Abstract Aberrant synaptic plasticity is a key underlying biological mechanism of drug addiction. The long-lasting synaptic changes are dependent on changes in gene expression and evidence support the involvement of epigenetic mechanisms. However, histone modifications, DNA methylation or DNA hydroxymethylation affects gene expression at transcriptional level, which is not only slow in affecting protein synthesis but also lacks synaptic specificity. RNA N6-methyladenosine (m6A) modification has been found to significantly affect RNA splicing, export, localization, translation efficiency and stability. All there are key factors in regulating translation and potentially localized translation in synapses. Both our preliminary data and published studies suggest that deficiency in m6A dependent pathways significantly impairs neuronal function including dopamine signaling and dopamine dependent learning. Therefore we propose to focus on the role of m6A modification of mRNAs in synaptic plasticity and in drug addiction models. We will use mice with the m6A methyltransferase METTL14 deleted in D1 positive striatal neurons in the nucleus accumbens. In Aim 1, we will test the hypothesis that mutant mice have impaired appetitive Pavlovian learning and impaired cue-induced reinstatement of cocaine self-administration. In Aim 2, we will record from brain slices and test if mutant mice have impaired corticostriatal plasticity and diminished changes in corticostriatal synaptic strengths caused by cocaine exposure. In Aim 3, we will determine how m6A RNA methylation regulates synaptic protein translation in responses to drug challenges and other changes on neuronal activity. We will first examine if cocaine exposure in vivo affects level of m6A RNA methylation and identify downstream targets. The rest of the proposed experiments will examine the degree to which m6A RNA methylation affects protein translation in the soma vs. dendrites where local translation is under control of synapses. We will use dissociated neuronal cortical-striatal co-cultures from METTL14 knockout and control mice.

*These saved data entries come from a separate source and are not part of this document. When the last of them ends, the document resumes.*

Issue #51, opened 2015-10-02
Calling instance_ip_grouping_key leads to a ResourceWarning on Python 3.4


andersschuller:
I noticed this when working on fixing #46. When I run `python3 setup.py test`, I get the following warning in the test output:

> test_instance_ip_grouping_key (tests.test_client.TestPushGateway) ... tests/test_client.py:478: ResourceWarning: unclosed \<socket.socket fd=7, family=AddressFamily.AF_INET, type=SocketKind.SOCK_DGRAM, proto=0, laddr=('127.0.0.1', 58422)>
> self.assertTrue('' != instance_ip_grouping_key()['instance'])

I can also reproduce this warning outside of the tests by running `python3 -Wdefault` and then calling `instance_ip_grouping_key`.

Should this function explicitly close the socket it opens instead of relying on it to be cleaned up automatically?

brian-brazil:
Yes it should, this is simple so I'll add it to the Hacktoberfest list.

kvikas:
Hello Brian, if it is not taken yet, can I take this?

I got to know about prometheus from Hactoberfest. Project looks interesting. I was looking for a TSDB implementation. I'm a go newbie but know a fair bit of python. So I think fixing the python stuff will get me started to know more about prometheus.

Thanks.

brian-brazil:
Go ahead, there's nothing on this issue or in the google doc indicating anyone else is working on it. 

This is a standard resource leak, if you want to get a bit more into Prometheus I'd suggest looking at the bridge options especially if you're already knowledgeable in any other monitoring/TSDB system as that'll give you a feel for how the Prometheus data model compares.

kvikas:
Thanks Brian, done.

brian-brazil:
Fixed by #55, thanks!

PR #55, opened 2015-10-03
Closing open socket in instance_ip_grouping_key()

kvikas:
Issue #51 

Wrapped socket operation inside context manager to makes sure it gets closed.


juliusv:
@kvikas Thanks! :)

PR #842, opened 2022-09-23
Improve cyclomatic complexity

hack-dream:
Hi! Using the example of my PR, I would like to show that the library needs to improve its cyclomatic complexity.
I tested with the utility [radon](https://pypi.org/project/radon/)

My changes
`
SummaryMetricFamily.__init__ - B (7)
to
SummaryMetricFamily.__init__ - B (6)

HistogramMetricFamily - B(7)
to
Deleted from >=B level complexity

HistogramMetricFamily.__init__ - B(7)
to
HistogramMetricFamily.__init__ - B(6)

CollectorRegistry._get_names - B(7)
to
CollectorRegistry._get_names - B(6)
`

`
629 blocks (classes, functions, methods) analyzed.
Average complexity: A (2.1701112877583464)

to

629 blocks (classes, functions, methods) analyzed.
Average complexity: A (2.1701112877583464)
`


prometheus_client/metrics_core.py
```diff
@@ -121,10 +121,12 @@ def __init__(self,
         if name.endswith('_total'):
             name = name[:-6]
         Metric.__init__(self, name, documentation, 'counter', unit)
-        if labels is not None and value is not None:
-            raise ValueError('Can only specify at most one of value and labels.')
+
         if labels is None:
             labels = []
+        elif value is not None:
```
csmarchbanks, line 127: I find the old logic to be clearer. It was clearly a check at the very beginning to make sure the input was valid, then we assigned a default value. Now we are doing both at the same time which IMO is harder to understand.

csmarchbanks (commented):
Thank you for your contribution, I am not sure if this is an improvement over the old code, generally lowering cyclomatic complexity isn't a goal in and of itself, the goal is the most readable code. I think some of these changes help with readability, e.g. the change to `registry.py`, but not all of them.

alnjieg (approved):

PR #853, opened 2022-11-14
Reduce the mmap minimum size

SuperQ:
Reduce the initial mmap file size from 1MiB to 64KiB. This should reduce the memory and disk overhead for larger numbers of multiprocess workers.

Signed-off-by: SuperQ <superq@gmail.com>


csmarchbanks (approved):
:+1:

抽象的 异常的突触可塑性是药物成瘾的一个关键的潜在生物学机制。持久的 突触变化取决于基因表达的变化，有证据支持 表观遗传机制。然而，组蛋白修饰、DNA 甲基化或 DNA 羟甲基化会影响 基因在转录水平表达，不仅影响蛋白质合成缓慢，而且缺乏 突触特异性。 RNA N6-甲基腺苷 (m6A) 修饰被发现显着影响 RNA 拼接、导出、本地化、翻译效率稳定。规范翻译的关键因素 以及突触中潜在的本地化翻译。我们的初步数据和已发表的研究都表明 m6A 依赖性通路的缺陷会显着损害神经元功能，包括多巴胺信号传导 和多巴胺依赖性学习。因此，我们建议重点关注 mRNA 的 m6A 修饰在 突触可塑性和药物成瘾模型。我们将使用具有 m6A 甲基转移酶 METTL14 的小鼠 伏隔核中的 D1 阳性纹状体神经元被删除。在目标 1 中，我们将检验以下假设： 突变小鼠巴甫洛夫食欲学习能力受损，提示诱导的可卡因恢复能力受损 自我管理。在目标 2 中，我们将记录大脑切片并测试突变小鼠是否受损 可卡因引起的皮质纹状体可塑性和皮质纹状体突触强度变化减弱 接触。在目标 3 中，我们将确定 m6A RNA 甲基化如何调节突触蛋白翻译 对药物挑战和神经元活动的其他变化的反应。我们将首先检查是否接触可卡因 体内影响 m6A RNA 甲基化水平并识别下游靶标。其余建议 实验将检查 m6A RNA 甲基化对体细胞和体外蛋白质翻译的影响程度。 局部翻译受突触控制的树突。我们将使用分离的神经元皮质纹状体 METTL14 敲除小鼠和对照小鼠的共培养物。